Dataset extract Block Start

PR #482, opened 2023-11-03
feat: add fetcher key for theme fetcher

### LINKED ISSUE #481: Optimistic Theme not working after migrating to client hints
I made a small mistake in my PR #479, because of which the optimistic theme mode is not working.
The URL used to determine the theme change form action is incorrect. It should be `/action/set-theme` and not `/`. 
https://github.com/kentcdodds/kentcdodds.com/blob/e488c740c83da7979adb1fd2366a7933df4a213d/app/utils/theme.tsx#L38

This is a very good example that shows how fetcher identifiers can be useful.

I will create a PR that fixes this, and utilise the new fetcher identifier API.

kishanhitk:
Fixes: #481


kentcdodds (approved):
Thank you! Love this new feature 👏👏

PR #483, opened 2023-11-06
fix rss link

strackfeldt:
Hey, the rss link on https://kentcdodds.com/blog/list was broken, this should fix it


kentcdodds (approved):
Nice! Thanks!

PR #486, opened 2023-11-17
feat(mocks): updates msw to version 2 using intuita #2

r4zendev:
This pull request is the result of running [upgrade-recipe](https://github.com/intuita-inc/codemod-registry/tree/main/msw/2) sequence of codemods. Manual corrections were made to make sure no TypeScript errors remained present.

MSW v2 now uses native browser API as a standard, adhering to the modern standards. Verbosity is lowered, as one might use the HttpResponse helper function alongside with simple key-value configuration object which improves the readability and simplifies MSW's API usage.

Metrics:
**Effort**: Codemod sequence was built in a week, and had been run on 5+ codebases to ensure it covers the most used cases.
**Automation coverage**: covered all the necessary changes. Manual changes had to be done to ensure TypeScript is happy.
**Estimated time save**: 8 hours total. Each mod run performed changes on a set of handlers, covering various use-cases. In order to make this happen manually, one would have to go through the entire documentation and perform manual changes. Documentation also does not cover TypeScript changes.
**Number of files changed**: 9 (11 with package.json)
**FP (unwanted changes)**: no known FPs as of now.
**FN (missed changes)**:
- Current codemod does not cover factory methods, meaning if your msw calls have a wrapper around it, we do not support this use-case at the moment.
- If you were using req.body in your interceptors, this codemod will blindly assume you want `await request.json()` instead of any other type. You will have to correct that manually if you want another body type.

### DIFF
--- a/mocks/convert-kit.ts
+++ b/mocks/convert-kit.ts
@@ -14,7 +14,7 @@ type RequestBody = {
 const convertKitHandlers: Array<HttpHandler> = [
   http.get<any, DefaultRequestMultipartBody>(
     'https://api.convertkit.com/v3/subscribers',
-    (req, res, ctx) => {
+    () => {
       return HttpResponse.json({
         total_subscribers: 0,
         page: 1,
@@ -25,7 +25,7 @@ const convertKitHandlers: Array<HttpHandler> = [
   ),
   http.get<any, DefaultRequestMultipartBody>(
     'https://api.convertkit.com/v3/subscribers/:subscriberId/tags',
-    (req, res, ctx) => {
+    () => {
       return HttpResponse.json({
         tags: [
           {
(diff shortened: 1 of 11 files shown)


kentcdodds (approved):
Thank you for this!

kentcdodds:
Thanks! Could you look into the test failure? Does it run successfully for you locally?

r4zendev:
> Thanks! Could you look into the test failure? Does it run successfully for you locally?

I'm on it. My bad, I have not tested running the playwright tests

kentcdodds:
Thanks!

r4zendev:
@kentcdodds May you please run the workflow again? One of the mods had a bug I had to correct, plus I've booted up the application and manually ran the tests that were failing. One of them wanted `text` body type, after changing that, the test suite passed, however one of them is still failing. I might've set my local environment inappropriately, because I feel like the last failing test should pass. I'd like to confirm that.

r4zendev:
Alright, I've followed the code through, it was all about body types haha
In msw v2 `req.body` is a stream and we have to explicitly cast it to a type we want using Request object methods. So, I went through all the usages of mocked requests that use request body and made sure that the request is being casted to a correct type.
This is something our codemods can't really predict, since it's quite hard to determine which body type the user wants in a particular handler! I will update that in README file of the codemod for future users.
Please run the tests again! Thanks!

kentcdodds:
Thank you!

PR #489, opened 2023-12-12
re-use the same prepared statement over and over again

ryankshaw:
sorry, didn't see your request to change the app code too: https://github.com/kentcdodds/kentcdodds.com/pull/487#pullrequestreview-1756281794

this fixes these spots to re-use the same prepared statement each time. should make things a tiny bit faster


kentcdodds (approved):
Love it. Thanks!

PR #491, opened 2023-12-21
Fix the name of the incredible Disneyland ride

bjohn465:
https://disneyland.disney.go.com/attractions/disneyland/star-wars-rise-of-the-resistance/

The ride is really great, by the way. If you have a chance to ride it, do it.


kentcdodds (approved):
Whoops! Thanks!

PR #494, opened 2023-12-30
Fix duplicate "and" in the problem solution section

ronaldtebrake:
Currently it's 

Screenshot 2023-12-30 at 13 21 12

This should turn it into: 

> Educational blog
> My 200 blog posts (and counting) have been read 717,715 times by 521,596 people. There you'll find blogs about JavaScript, TypeScript, React, Testing, your career, and more.

Maintaining the _and more_ link.


kentcdodds (approved):
Thanks! Amazing how long that was there 😅

PR #495, opened 2024-01-05
Use pure css for hero reveal animation

kof:
Currently to start the animation, the site is waiting for js bundle to load and this results in a significant delay for the user until they can see the animation on a bad network.

I am switching to using pure CSS animation that is preloaded and starts as soon as the html element is rendered.

- uses pure css
- keeps reduced motion preference 

Lets compare before/after pagespeed metrics!


kentcdodds (approved):
HECK YES. Can we do the same for the text as well?

kof:
True, the entire text/cta section has the same problem

PR #1611, opened 2019-10-30
Remove bower from install methods.

kum-deepak:
Cleanup README


gordonwoodhull:
Thanks @kum-deepak.

This will go live on the main GitHub code page when es6 is merged to develop, which is the right timing.

PR #1612, opened 2019-10-31
Module sample

kum-deepak:
While creating the samples the ideal structure for modules have started emerging. At present I have made each source file to be a module in the output as well. This seems to be ok for now. In future we may rearrange code based on usage patterns.

The commit https://github.com/dc-js/dc.js/commit/8ceec9e428426102ae500cb8525321be37856c45 has the new module structure. I have also set the `esm` to be the default module as per package.json. We will figure out if this works better during development of samples.

### DIFF
--- a/.npmignore
+++ b/.npmignore
@@ -8,5 +8,11 @@
 !LICENSE
 !dist/**/*
 
+# ES6 modules
+!src/**/*
+
+# Exclude index-with-version from ES6 modules
+src/index-with-version.js
+
 # ignore the source map files, these have no use without source files
 dist/**/*.map
--- a/Gruntfile.js
+++ b/Gruntfile.js
@@ -79,11 +79,11 @@ module.exports = function (grunt) {
                 tasks: ['test']
             },
             reload: {
-                files: ['<%= conf.dist %>/es6/<%= conf.pkg.name %>.js',
+                files: ['<%= conf.dist %>/<%= conf.pkg.name %>.js',
                         '<%= conf.dist %>/style/<%= conf.pkg.name %>.css',
                         '<%= conf.web %>/js/<%= conf.pkg.name %>.js',
                         '<%= conf.web %>/css/<%= conf.pkg.name %>.css',
-                        '<%= conf.dist %>/es6/<%= conf.pkg.name %>.min.js'],
+                        '<%= conf.dist %>/<%= conf.pkg.name %>.min.js'],
                 options: {
                     livereload: true
                 }
@@ -117,7 +117,7 @@ module.exports = function (grunt) {
                 src: [
                     '<%= conf.web %>/js/d3.js',
                     '<%= conf.web %>/js/crossfilter.js',
-                    '<%= conf.dist %>/es6/<%= conf.pkg.name %>.js'
+                    '<%= conf.dist %>/<%= conf.pkg.name %>.js'
                 ]
             }
         },
@@ -133,7 +133,7 @@ module.exports = function (grunt) {
                     // source files, that you wanna generate coverage for
                     // do not include tests or libraries
                     // (these files will be instrumented by Istanbul)
-                    '<%= conf.dist %>/es6/<%= conf.pkg.name %>.js': ['coverage']
+                    '<%= conf.dist %>/<%= conf.pkg.name %>.js': ['coverage']
                 },
 
                 // optionally, configure the reporter
@@ -199,7 +199,7 @@ module.exports = function (grunt) {
         },
         jsdoc2md: {
             dist: {
-                src: '<%= conf.dist %>/es6/<%= conf.pkg.name %>.js',
+                src: '<%= conf.dist %>/<%= conf.pkg.name %>.js',
                 dest: 'web/docs/api-latest.md'
             }
         },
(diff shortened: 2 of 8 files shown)


kum-deepak:
This also has artifacts as I am using this as package location for npm in the sample. Please access the sample at https://github.com/kum-deepak/dc-sample

kum-deepak:
It turns out, at least, with the stocks example with rollup, using modules through the index.js in esm (which the default) or from specific module files, makes no difference in bundle size.

To regenerate bundles, switch to a folder, and run `npx rollup --config`

kum-deepak:
I am not attempting to write sample that would use modules directly from browser.

gordonwoodhull:
Yes, I took a look at your sample repo. Thanks for putting that together! 

This shows that tree-shaking works just as well either way. For example, you can search bundle.js for a chart which is not used in the stock example, like "heatmap" or "sunburst", and it is gone either way. I think the modules are included or excluded whole, so there are still some of the utilities for each of these charts, but not the charts themselves.

I think the different configurations would mostly be of interest to people who are not using bundlers, or who are using different bundlers. I say we put them all out there and wait for feedback from users.

kum-deepak:
Sorry for the long gap. Been traveling all over.

I tried using modules directly from browser. Eventually, quite clumsy, but successful. Using dc as modules becomes tricky as the modules use d3 and browser won't know d3 as it does not point to a URL. So, I needed to re-process all dc modules with path of d3. Then I realized that d3 just includes all other d3-modules. So, needed to reprocess d3 and all sub modules as well. So, my final conclusion was that if one has to do so much reprocessing to convert module id to paths (URLs), why not one would just bundle.

Also realized that unpkg has an option for dynamic rewrite of module id to URLs, however, it may cause multiple copies of a a module get loaded (sometimes because of few references with .js or without), this will break modules that has state (like our Chart Registry). So, quite risky to recommend to users.

gordonwoodhull:
I agree, it sounds too cumbersome to use modules directly from the browser, at least with tools we know.

Is the module list commit useful to merge? 

Want to move dc-sample to maybe github.com/dc-js/modules-demo?

It's interesting that we will no longer be able to install github branches of dc.js via npm once the artifacts are gone. 

That has been useful in the past for features that are in demand but not ready to merge, so I'll have to figure out a new way to do that.

I think we are almost ready to release an alpha on npm, which would be a better solution for modules-demo.

kum-deepak:
I will let you know when it is ready. I have going to tidy up certain things.

kum-deepak:
I have automated the list of modules using glob - should make it easier to maintain. I want to test it again before merging.

kum-deepak:
After attempts to create samples, I have realized only few of the formats make sense as of now:

- Modules can not be easily used by the browsers directly.
- If we use any of the modern bundlers (with tree shaking), it does not matter whether we directly reference flattend file, index file, or, the individual module.
- If we use a bundler it does not matter if the included code is already minified.

Suggestion:

- Drop output format esf.
- Drop minified versions of output format esm.
- Place the UMD bundle (and minified copy) directly in dist/

We can bring back whichever formats are needed.

On a side note, only when using modules directly from a browser we need the files exposed through URLs. In case of bundlers people can use non npm versions of this library through GitHub (provided dist folder is checked in).

gordonwoodhull:
That makes sense, thanks. 

I think instead of esf we might publish `src/` to npm - this is how crossfilter and D3 support ES6 modules. The source is already modules and folks can bundle it however they want.

As for checking in the `dist/` folder, I think a reasonable compromise might be to check it in only for experimental branches. The `master` and `develop` branch won't need artifacts because releases are better accessed through npm, but any unofficial releases can go on branches that do include dist, so people can use those through GitHub.

kum-deepak:
Yes, just using src for es6 module would work. Only issue would be in using/exporting version which comes from package.json and relies on a rollup plugin.

Decision point:

- Do we not include version in es6 modules (but include in UMD)?
- Do we drop version altogether?

A solution can be worked out depending on our decision.

gordonwoodhull:
In crossfilter, we decided to keep the version in the bundled UMD module but drop it in the es6 modules.

The main purpose of the version is to verify what bundle you are looking at, when you receive dc.js from somewhere (or looking at some web site that uses it).

If you install the npm module, there will be a directory under `node_modules/` with package.json, as well as other ways to verify the version like `npm ls dc` - so it's redundant there.

I guess it's unlikely that someone would copy dc.esm.js and use it outside of `node_modules`, but I'd be inclined to keep the version in there just to be safe.

kum-deepak:
That makes sense. Just to ensure that we are on the same page:

- dist will have UMD bundle and minfied copy. This will have version included.
- src can be used as ES6 module, the default index here will not have version included.

gordonwoodhull:
That sounds right. Crossfilter is doing basically the same thing you have in your commit. Version 1.5 has only been out for a week, but so far the scheme seems to be holding up.

kum-deepak:
Please check, should be ready for merge now.

gordonwoodhull:
Much simpler!

I didn't realize we were also talking about dropping the esm build, but you're right, if we distribute the source then why distribute esm? Seems to me rollup must be addressing some use-case which isn't relevant to us (like bundling CommonJS into ESM or something).

gordonwoodhull:
Looks good!

Rebased, removed unused glob dependency, and pushed. Thanks @kum-deepak!

PR #1616, opened 2019-11-18
d3 modules

kum-deepak:
This rollup config works. Generated code is not optimal but free of hacks.

Please check generated dc.js as well.


gordonwoodhull:
I like the idea of this a lot, but it looks like it is only replacing d3-selection with d3 for the no-modules case in dc.js:

```js
(function (global, factory) {
/* 1 */  typeof exports === 'object' && typeof module !== 'undefined' ? factory(exports, require('d3'), require('d3-selection')) :
/* 2 */  typeof define === 'function' && define.amd ? define(['exports', 'd3', 'd3-selection'], factory) :
/* 3 */  (global = global || self, factory(global.dc = {}, global.d3, global.d3));
}(this, (function (exports, d3, d3Selection) { 'use strict';
```

1. CommonJS
2. UMD
3. Globals / no modules

I would hope that it would supply (require or define) d3 to the factory twice for CommonJS or UMD, as it does for the global case. 

There aren't a lot of CommonJS users of dc.js, but as of 3.* UMD users only need to pull in d3.js and dc.js, not d3-selection.js.

kum-deepak:
For 1 and 2, `d3` is going to be installed via npm locally, that will cause all d3 modules to be installed as node packages. So, I guess 1 and 2 should work fine.

There is a potential issue until full conversion has been carried out, some classes can get loaded twice in 1 and 2. This will not be the case after full conversion as d3 will no longer be directly included.

gordonwoodhull:
In UMD, every module load is its own asynchronous http request, so maybe it would work but it would be slow.

It also means that users would have to copy that many more files, since you don't want to serve node_modules in a production server.

So maybe that's the price of progress but it's a downgrade for UMD users.

kum-deepak:
I have an idea, we can do a two step translation with rollup:

- in which first we rewrite the d3-module to d3 to generate esm, and,
- in the next pass we generate the UMD bundle.

Let me check if the hypothesis works.

gordonwoodhull:
I guess I'm okay with deprecating UMD in this way if we can't figure out how to fix this. Or I can see a one-line `sed` fix for this. 😈

kum-deepak:
The following actually works. However, kills the sourcemap. So, I think we should go down this route.

```javascript
import {terser} from 'rollup-plugin-terser';
import json from 'rollup-plugin-json';
import license from 'rollup-plugin-license';

const jsonPlugin = json({include: 'package.json', preferConst: true});
const licensePlugin = license({
    sourcemap: true,
    banner: {
        content: {
            file: 'LICENSE_BANNER'
        }
    }
});

const umdConf = {
    file: 'dist/dc.js',
    format: 'umd',
    name: 'dc',
    sourcemap: true,
    globals: {
        d3: 'd3'
    }
};

const umdMinConf = Object.assign({}, umdConf, {file: 'dist/dc.min.js'});

export default [
    {
        input: 'src/index-with-version.js',
        external: ['d3', 'd3-selection'],
        plugins: [
            jsonPlugin
        ],
        output: {
            file: 'tmp/dc.esm.js',
            format: 'esm',
            sourcemap: true,
            paths: {
                'd3-selection': 'd3'
            }
        }

    },
    {
        input: 'tmp/dc.esm.js',
        external: ['d3'],
        plugins: [
            terser({include: [/^.+\.min\.js$/]}),
            jsonPlugin,
            licensePlugin
        ],
        output: [
            umdConf,
            umdMinConf
        ]
    }
];
```

kum-deepak:
If we also add the following:

```javascript
    paths: {
        'd3-selection': 'd3'
    }
```

The output becomes:
```javascript
(function (global, factory) {
  typeof exports === 'object' && typeof module !== 'undefined' ? factory(exports, require('d3'), require('d3')) :
  typeof define === 'function' && define.amd ? define(['exports', 'd3', 'd3'], factory) :
  (global = global || self, factory(global.dc = {}, global.d3, global.d3));
}(this, (function (exports, d3, d3Selection) { 'use strict';
```

Which one do you think is better - adding the path section or without it?

gordonwoodhull:
The module header looks good! I'm confused though, does this kill the sourcemap?

gordonwoodhull:
BTW

1. I'll be on vacation next week. I'll try to review and merge stuff but I might be slow.
2. I always rebase PRs before merging, and I just realized that I could force-push the rebased branch so that the PR refers to the correct commits and it shows up as a merge rather than close. The drawback is that this modifies your repo - is that cool with you?

kum-deepak:
In the two stage generation, https://github.com/dc-js/dc.js/pull/1616#issuecomment-555829777, the final stage uses 'tmp/dc.esm.js', so, the source map refers to this file instead of the actual source files.

We may only use https://github.com/dc-js/dc.js/pull/1616#issuecomment-555835008 with our current rollup config - the will have 'd3' repeated many times, otherwise the sourcemap will refer to the original sources.

We can park this decision. Maybe, we can ask a support question in rollup to find out best way to do this.

kum-deepak:
> BTW
> 
>     1. I'll be on vacation next week. I'll try to review and merge stuff but I might be slow.
> 
>     2. I always rebase PRs before merging, and I just realized that I could force-push the rebased branch so that the PR refers to the correct commits and it shows up as a merge rather than close. The drawback is that this modifies your repo - is that cool with you?

This actually works better for me. Please do that.

gordonwoodhull:
Cool - I didn't understand the "also" in https://github.com/dc-js/dc.js/pull/1616#issuecomment-555835008. You meant we can use `paths` independently. 

I have tried it and it works great. Thanks for researching all this.

Repeating the same dependency N times is ugly but it will be cached at the UMD level and cost nothing. The user only has to worry about one file.

I'm sure it's fine for CommonJS too, although people only use that when they want to render dc.js server-side (rarely).

I'm sure it will be a slog to find the module for all those`d3.*` but hopefully soon we can move onto the fun part of trying the new D3 modules. I don't think there are so many API changes that will affect us, but `d3.event` is gone from d3-selection, and it will be gone from d3-brush when 6.0 is out.

kum-deepak:
Well it turns out converting to `d3-*` was not that much work. `rollup` had converted the imports to specific imports from `d3` when generating split modules. That helped.

Work was needed to rename variables to avoid shadowing. Time to test all samples before merging.

gordonwoodhull:
Wow! This is fantastic!

kum-deepak:
Finishing some rough edges in rollup config, but should be there soon.

kum-deepak:
Completed for now. Ready for review :smile:

gordonwoodhull:
Squashed two of the commits, rebased and merged. Thanks @kum-deepak!

gordonwoodhull:
And yeah, the UMD header is absurd, but I like how the source still distinguishes between the modules even though they resolve to the same thing.

PR #1621, opened 2019-11-22
Cleaning up eslint rules and making stricter

kum-deepak:
I am realizing that in process of moving to es6, the code has become cleaner. This makes me believe that many rules that were configured to be "off" will now pass as is or with little effort.

I am going to start with "eslint:recommended" and proceed incrementally.


kum-deepak:
The following were off, so removed (it makes no difference):

- no-bitwise
- guard-for-in
- no-use-before-define
- no-plusplus
- strict
- max-statements
- semi
- no-cond-assign
- no-debugger
- no-eq-null
- no-eval
- no-var
- prefer-const
- no-extra-semi
- no-unused-expressions
- block-scoped-var
- no-iterator
- no-loop-func
- no-multi-str
- valid-typeof
- no-proto
- no-script-url
- no-shadow
- no-new-func
- no-new-wrappers
- dot-notation
- no-invalid-this
- require-yield

kum-deepak:
Add  `"extends": "eslint:recommended"`.

Needed to switch off following rules:

- no-useless-escape
- no-console

Also needed to remove globals declaration from stock.js as those identifiers have already been declared global in eslintrc.

kum-deepak:
Following are already implied by `eslint:recommended`, so, removed:

- no-irregular-whitespace
- no-empty
- no-undef
- no-extra-semi

kum-deepak:
Cleaned up. Consistent conventions.

kum-deepak:
Ready to merge.

kum-deepak:
I have split into smaller commits for easy verification of the changes. All the commits can be squashed while merging.

gordonwoodhull:
Nice cleanup! Thanks @kum-deepak, squashed and merged.

PR #1622, opened 2019-11-23
Template strings

kum-deepak:
Please check https://github.com/dc-js/dc.js/commit/bf1be40af9dec5c7e9a9266d1c6c94a4b68df9be and https://github.com/dc-js/dc.js/commit/1606ac7c837ed6aa13bd86e70f407a1b272e462e.

I personally like template strings better than concatenation. However, not sure, if it will be general consensus.

I have tried automated conversion using eslint. See if this makes sense.

### DIFF
--- a/.eslintrc
+++ b/.eslintrc
@@ -58,8 +58,8 @@
     "arrow-parens": ["error", "as-needed"],
     "space-before-function-paren": ["error", "always"],
     "no-useless-concat": "error",
-    "prefer-template": "off",
-    "template-curly-spacing": "off",
+    "prefer-template": "error",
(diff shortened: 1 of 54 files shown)


gordonwoodhull:
I like it too! It’s super helpful for stuff like `translate(x,y)`.

Some of the simpler ones like where it’s just appending a class name to an element name, it’s not as clear a win, but I think it’s still worth doing.

kum-deepak:
Please merge #1621 first. Then when it is rebased there should be only two commits here.

gordonwoodhull:
Thanks @kum-deepak!

Issue #987, opened 2015-08-14
elasticX(true) on Composite breaks rangeChart zooming


eteubert:
If `elasticX(true)` is enabled on a composite chart, connected to a rangeChart, it breaks rangeChart zooming. Setting `elasticX(false)` "fixes" the behavior.

The bug first occurs in `beta.9`.

jsfiddle: https://jsfiddle.net/ocxxuyL5/1/

alan-unravel:
Okay so beta.9 pushed the elasticX() from the parent chart down to it's children. As you can see [here](https://github.com/dc-js/dc.js/blob/develop/src/coordinate-grid-mixin.js#L1086)  focus will be ignored if elasticX is set to true.

eteubert:
Ah ok that makes sense. It should just be mentioned in the API docs. And/or setting elasticX on composite charts should not be available then, or generate an error.

alan-unravel:
We could probably generate a warning of some sort and it should definitely be in the docs. I don't see why it would be disabled though since some people use composite charts without range charts.

gordonwoodhull:
I don't understand. What's the use case for a focus chart with `elasticX`? Its domain will always be set by the range chart.

Or alternately, is there a use case where some of the subcharts are elasticX but others are not? Don't they always share the X axis.

I think I must be missing something here

alan-unravel:
I think you are right, I can't really think of a use-case.

gordonwoodhull:
I guess it could be useful to have the first render use elasticX, and then subsequently just get the domain from the range chart.

gordonwoodhull:
Okay, I'll consider this a documentation issue: the fact that `elasticX` will disable the range/focus feature is mentioned only [in `.focus()`](https://github.com/dc-js/dc.js/blob/master/web/docs/api-latest.md#coordinategridmixinfocus), not in `.rangeChart()` or `.elasticX()` and it should be mentioned those places.

PR #1623, opened 2019-11-25
added caution message for mouse-zoomable conflict with elasticX

privateOmega:
@gordonwoodhull I found that I was unable to zoom-in to my graph even with mouseZoomable(true) and documentation didn't explicity specify this case.

After some googling I found your answer in [SO](https://stackoverflow.com/questions/56550825/mouse-zooming-not-working-for-dc-js-line-chart/56568963#56568963), and I thought users in future shouldn't be wasting time on this. The commit contains update in documentation and rebuild docs.

This can be removed once the below is the case.

> dc.js should only "elast" the X domain once (on render) if both options are set


gordonwoodhull:
Thanks @privateOmega! Related: #987, `elasticX` is not compatible with focus chart.

I am tempted to do what is probably expected and turn off `elasticX` after the first render, in either case. 

(Or perhaps, since it would also be surprising for a parameter to change on its own, define elasticX as only active on render not redraw, if either of these features are enabled.)

privateOmega:
@gordonwoodhull Since you have plans to fix it. I am abandoning the PR.

gordonwoodhull:
I’m going to reopen this as a reminder to fix this. I’m currently on vacation but I think it will be a quick fix when I get back.

Otherwise I think we would have to document it in at least three places!

privateOmega:
@gordonwoodhull Sure. Sounds perfect.

gordonwoodhull:
I started this on the `elasticX-only-render` branch, if anyone wants to try it out. 

So far I am seeing focus charts getting set to `[x1, 1]` instead of `[x1, x2]`, and getting reset to either `[0, 1]` or `[1, 1]` when the selection is cleared, so I clearly missed something. 

Hope to return to this soon.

Dataset extract Block End

[Task brief]
All lines above between those holding "Want to move" and "It's interesting that", inclusive, must be set down unchanged, and no other line may be included.

[Your solution]
Want to move dc-sample to maybe github.com/dc-js/modules-demo?

It's interesting that we will no longer be able to install github branches of dc.js via npm once the artifacts are gone. 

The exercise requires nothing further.